A low-cost machine learning-based cardiovascular/stroke risk assessment system: integration of conventional factors with image phenotypes

Cardiovasc Diagn Ther. 2019 Oct;9(5):420-430. doi: 10.21037/cdt.2019.09.03.

Abstract

Background: Most cardiovascular (CV)/stroke risk calculators using the integration of carotid ultrasound image-based phenotypes (CUSIP) with conventional risk factors (CRF) have shown improved risk stratification compared with either method. However such approaches have not yet leveraged the potential of machine learning (ML). Most intelligent ML strategies use follow-ups for the endpoints but are costly and time-intensive. We introduce an integrated ML system using stenosis as an endpoint for training and determine whether such a system can lead to superior performance compared with the conventional ML system.

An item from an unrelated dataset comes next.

PR #23884, opened 2022-01-20
app-crypt/gss-ntlmssp: new package for gss ntl support

Miezhiko:
gss-ntlmssp is important for communication with Windows services on windows, without this set up for krb5 user is getting error `Error: GSSAPI operation failed with error - An unsupported mechanism was requested. NTLM authentication requires the GSSAPI plugin 'gss-ntlmssp'`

Methods: The ML-based algorithm consists of an offline and online system. The offline system extracts 47 features which comprised of 13 CRF and 34 CUSIP. Principal component analysis (PCA) was used to select the most significant features. These offline features were then trained using the event-equivalent gold standard (consisting of percentage stenosis) using a random forest (RF) classifier framework to generate training coefficients. The online system then transforms the PCA-based test features using offline trained coefficients to predict the risk labels on test subjects. The above ML system determines the area under the curve (AUC) using a 10-fold cross-validation paradigm. The above system so-called "AtheroRisk-Integrated" was compared against "AtheroRisk-Conventional", where only 13 CRF were considered in a feature set.

Results: Left and right common carotid arteries of 202 Japanese patients (Toho University, Japan) were retrospectively examined to obtain 395 ultrasound scans. AtheroRisk-Integrated system [AUC =0.80, P<0.0001, 95% confidence interval (CI): 0.77 to 0.84] showed an improvement of ~18% against AtheroRisk-Conventional ML (AUC =0.68, P<0.0001, 95% CI: 0.64 to 0.72).

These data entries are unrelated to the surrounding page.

PR #23886, opened 2022-01-20
sci-libs/vtk-8.2.0 - drop version

waebbl:
Only one package, sci-libs/oce, which is masked for last-riting, depends
on this version.
Won't build with ffmpeg-5.

Bug: https://bugs.gentoo.org/831595
Bug: https://bugs.gentoo.org/832625


a17r:
ffmpeg-5 is masked anyway. there is time left to investigate before we introduce upper-bound restrictions everywhere.

waebbl:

Conclusions: ML-based integrated model with the event-equivalent gold standard as percentage stenosis is powerful and offers low cost and high performance CV/stroke risk assessment.

Keywords: 10-year risk; Atherosclerosis; cardiovascular disease (CVD); carotid intima-media thickness (cIMT); carotid stenosis; carotid ultrasound (CUS); conventional risk factors (CRF); machine learning (ML); stroke.